I chose my PhD project because of its indirect relevance to the study of consciousness. Hemineglect eliminates a person’s conscious experience of an entire portion of their visual field. It is well-established that hemineglect arises from attentional deficits, and attention is obviously related to, though not equivalent to, consciousness. I am also fascinated by the implications of prism adaptation for the relationship between consciousness and the body. Often times, neuroscientists and philosophers are far too comfortable with the assumption that consciousness is purely a product of the brain. I am convinced that the body is not merely important but in fact necessary for consciousness (I’ll hopefully write a blogpost on this idea sometime soon). If prism adaptation is able to restore conscious visual awareness by recalibrating the subject’s arm motion, then it implies that motor behavior is linked to consciousness. Furthermore, the HMM can also reveal rapid changes in connectivity between motor/sensorimotor and attentional networks in the brain, so it can therefore shed light on the role of motor activity in mediating conscious awareness.

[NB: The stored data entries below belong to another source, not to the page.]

PR #1368, opened 2023-06-29
Kubernetes detection

lavahot:
Hi, this is adding some Kubernetes detection. Really, it should point to the same detection because this is not DRY, but whatev.

Inspired by #1241

### DIFF
--- a/mylar/config.py
+++ b/mylar/config.py
@@ -858,7 +858,7 @@ class Config(object):
                             if config.has_section(section):
                                 config.remove_option(section, ini_key)
                             if len(dict(config.items(section))) == 0:
-                                config.remove_section(section) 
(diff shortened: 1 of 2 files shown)


evilhero:
Firstly, thanks for the PR! 

It looks fine on this side, but we can't merge it as it contains the actual python3-dev merge as one of the commits of this PR. 

The PR can only contain your changes - so you'd have to do a git pull first on the dev branch, then change the branch to a new one, make your changes and then PR against that (think I said that right).

We'll be able to merge it once that's done.

Closing this so that a clean PR can be done (and we don't get confused)

lavahot:
Curse you, Github editor! Okay, I'll figure that one out. BRB.

PR #1373, opened 2023-07-10
getcomics: correct logging call

OddBloke:
When hitting a `ConnectionError`, I observed the following in my log:

```
During handling of the above exception, another exception occurred:

  File "/app/mylar3/mylar/logger.py", line 337, in new_run
    old_run(*args, **kwargs)
  File "/usr/lib/python3.10/threading.py", line 953, in run
  File "/app/mylar3/mylar/helpers.py", line 3241, in ddl_downloader
    ddzstat = ddz.downloadit(item['id'], item['link'], item['mainlink'], item['resume'], item['issueid'], remote_filesize)
  File "/app/mylar3/mylar/getcomics.py", line 923, in downloadit
    logger.error('[ERROR] download has timed out due to inactivity...' % e)
TypeError: not all arguments converted during string formatting
```

This caused the DDL lock to never be released, requiring me to restart Mylar3 for any direct downloads to occur.

This commit corrects that `TypeError`, allowing exception handling to continue as it should (and so releasing the lock).

### DIFF
--- a/mylar/getcomics.py
+++ b/mylar/getcomics.py
@@ -920,7 +920,7 @@ class GC(object):
                                 f.flush()
 
         except requests.exceptions.Timeout as e:
-            logger.error('[ERROR] download has timed out due to inactivity...' % e)
+            logger.error('[ERROR] download has timed out due to inactivity...: %s', e)
             mylar.DDL_LOCK = False
             return {"success": False, "filename": filename, "path": None}
 


evilhero:
Oh ffs - yeah that was a typo on my part dating back months ago that was never caught.

Good catch and thanks for the PR!

evilhero (approved):

evilhero:
Sorry I didn't catch this cause the github app didn't show me all the changes. This isn't about the PR, but all the extra stuff it's trying to bring in with it. 

I'm guessing because you changed the branch after the PR that it's trying to bring in the dev merges all at once in addition to your PR. This throws off the merges later when we rebase and causes problems for us.

If you can do your commit against the python3-dev branch (prior to creating the PR, do a git pull, then fork, then commit kinda thing), and then submit a new PR again, we'll be able to merge it no problem.

Sorry for the inconvenience, it may seem minor but it can literally take hrs to manually go thru each commit during a rebase if

OddBloke:
Thanks for Mylar, and thanks for the speedy review! I did rebase my commit onto `python3-dev` (_after_ I switched to the correct base branch), and I'm only seeing [a single commit](https://github.com/OddBloke/mylar3/commit/fe13cf371abab1fb24430c39d1f6196673f25f41) in https://github.com/mylar3/mylar3/pull/1373/commits (whose parent looks correct: 4b9c557). Is it possible you were seeing something that was generated before I did that rebase?

evilhero:
I'm seeing the PR go against the master branch, then you did a branch change and then committed the branch change in addition to the commit - so it looks like it's picking up on the initial branch change which is in there when I go to do the rebase. Doing the PR against the dev branch initially and not committing changing branches in the PR branch (not sure if that was intentional or not) would be enough to line things up I'd imagine. 

So I'm not sure what's going on, but we generally err on the side of caution when we rebase in stuff, as when we merge up to master, repeated rebases of the same items will cause the merge to become a manual intensive task.

OddBloke:
I'll close this and open a new PR as requested!

PR #1382, opened 2023-08-01
Add SOCKS proxy support

### LINKED ISSUE #1282: FEATURE REQUEST - Proxy option for Mylar
**Describe the request**
Similar to Sonarr/Radarr etc where I'm able to have Mylar operate through a proxy. My personal use case is on unRAID with a docker container stack where one is the VPN container with a Privoxy port.

While indexers are all proxied in Prowlarr, as is Prowlarr itself, requests are still made and viewed by Mylar. Additionally (and perhaps most importantly) DDL and the built-in support for DOG and SU pose an issue without some form of masking from ISPs in cyber-oppressive countries like Australia where I live, regardless of if the actual download from NZB itself is encrypted (which would enough fine for most countries).

**How did you come up with the idea?**
Got the idea from the implementation visible in Sonarr, Radarr, Readarr, Lidarr, Whisparr, Prowlarr, and Jackett

 - OS: unRAID

Thanks for your consideration,
Avs

NickSica:
Third times the charm, git is not my strong suit for sure! Here is a reupload of #1379, hopefully I didn't mess anything up. I'll repeat the original body here for clarity.

Should close #1282. Also there was a weird bug in the Warnings/Important Release Info probably due to the fact that the socks optional dependency for requests was included using brackets(there's probably a better way to do this perhaps just downloading PySocks separately?).

Using configuration file, set ENABLE_PROXY to true and set the addresses of the proxy. An http proxy would be set like "http://myproxy.com/" while a SOCKS5 proxy would be set like "socks5://user:[password@myproxy.com](mailto:password@myproxy.com):port".

Check out [this](https://docs.python-requests.org/en/latest/user/advanced/#socks) for more info.


evilhero (approved):
good to go - I'll deal with the config page related problem once this is merged up (should be a simple fix).

PR #1383, opened 2023-08-02
getcomics: support fetching all search results using pagination

OddBloke:
This series of commits refactors the fetching of getcomics results pages into a separate method, and implements iterating through all of the search result pages.

I've tested this locally using Fantastic Four (2018) #3. It has a year mismatch between Mylar and GC, so the query which returns it is "Fantastic Four #3" which has enough results that it falls onto the second page. With trunk, the issue isn't found; with this branch, it is.

(I've broken the refactor down into logical commits, so reviewing commit-by-commit may make your life easier!)

PR #1384, opened 2023-08-02
getcomics: support fetching all search results using pagination

OddBloke:
This series of commits refactors the fetching of getcomics results pages into a separate method, and implements iterating through all of the search result pages.

I've tested this locally using Fantastic Four (2018) #3. It has a year mismatch between Mylar and GC, so the query which returns it is "Fantastic Four #3" which has enough results that it falls onto the second page. With trunk, the issue isn't found; with this branch, it is.

(I've broken the refactor down into logical commits, so reviewing commit-by-commit may make your life easier!)

### DIFF
--- a/mylar/getcomics.py
+++ b/mylar/getcomics.py
@@ -372,9 +372,7 @@ class GC(object):
         resultlist = []
         soup = BeautifulSoup(page_html, 'html.parser')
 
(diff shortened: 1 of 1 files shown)


OddBloke:
(This started life as #1383.)

evilhero (approved):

I also think that the HMM can shed light on the neural mechanisms of practices that facilitate altered states of consciousness, such as mindfulness meditation. The most popular form of mindfulness, the focused attention (FA) technique, trains meditators to improve their concentration on a single object of consciousness, which is usually their breath. A recent meta-analysis found that FA meditation reduces activity in the default mode network (DMN), which is responsible for mental time travel (the process that causes people to reflect on the past and the future), mind-wandering, and other introspective processes that result in distractions. This description of the DMN is likely too reductive, however, since the DMN can also improve focus in certain situations. Indeed, according to neuroscientist Jonathan Smallwood, “studies have shown that regions of the DMN … contribute to both better and worse focus on the task during reading, depending on their pattern of connectivity with other neural regions.” Neuroscientist David Vago, formerly affiliated with Harvard Medical School, has argued that mindfulness meditators can more quickly and flexibly form connections between their frontoparietal control network (FPCN) and other networks, including the DMN, thereby engaging and disengaging more rapidly with the contents of their stream of consciousness. When the FPCN creates inhibitory connections with the DMN, meditators don’t get “stuck” on repetitive thoughts, emotions, or other sensations; instead, they notice and label these thoughts as soon as they arrive, and then they shift their attention more easily to their breath. I hypothesize that the HMM would improve our understanding of the neural mechanisms of mindfulness in two ways. Firstly, it would reveal that the brains of meditators have longer states of robust connectivity between the FPCN and the DMN. Secondly, since meditators are more adept at labeling their thoughts, researchers could use the HMM to associate specific thoughts with unique patterns of connectivity in the DMN.


Footnotes

[1] The hidden state sequence outputted by Baum-Welch recursion is known as a Viterbi path or a “hard” path, in which the states are mutually exclusive. Indeed, one of the assumptions of HMM is that two or more states cannot coincide with each other. However, variational Bayesian inference enables an estimate of the “posterior” probability that each state is on at a given interval. Most of the time, this posterior probability is close to either 0 or 1, but at certain intervals, the probability could be somewhere in between for different states. For instance, in the figure below, the Viterbi path, or “ground truth,” associates a particular interval with only one state, which is signified by one color. The Bayesian or “stochastic” estimation in the lower subplot contains multiple colors for certain time intervals. For example, at 100 seconds, either the light blue or the green state could be active.

Fig 1f. Image taken from here. Note that the y-axis corresponds to the probability of state activations.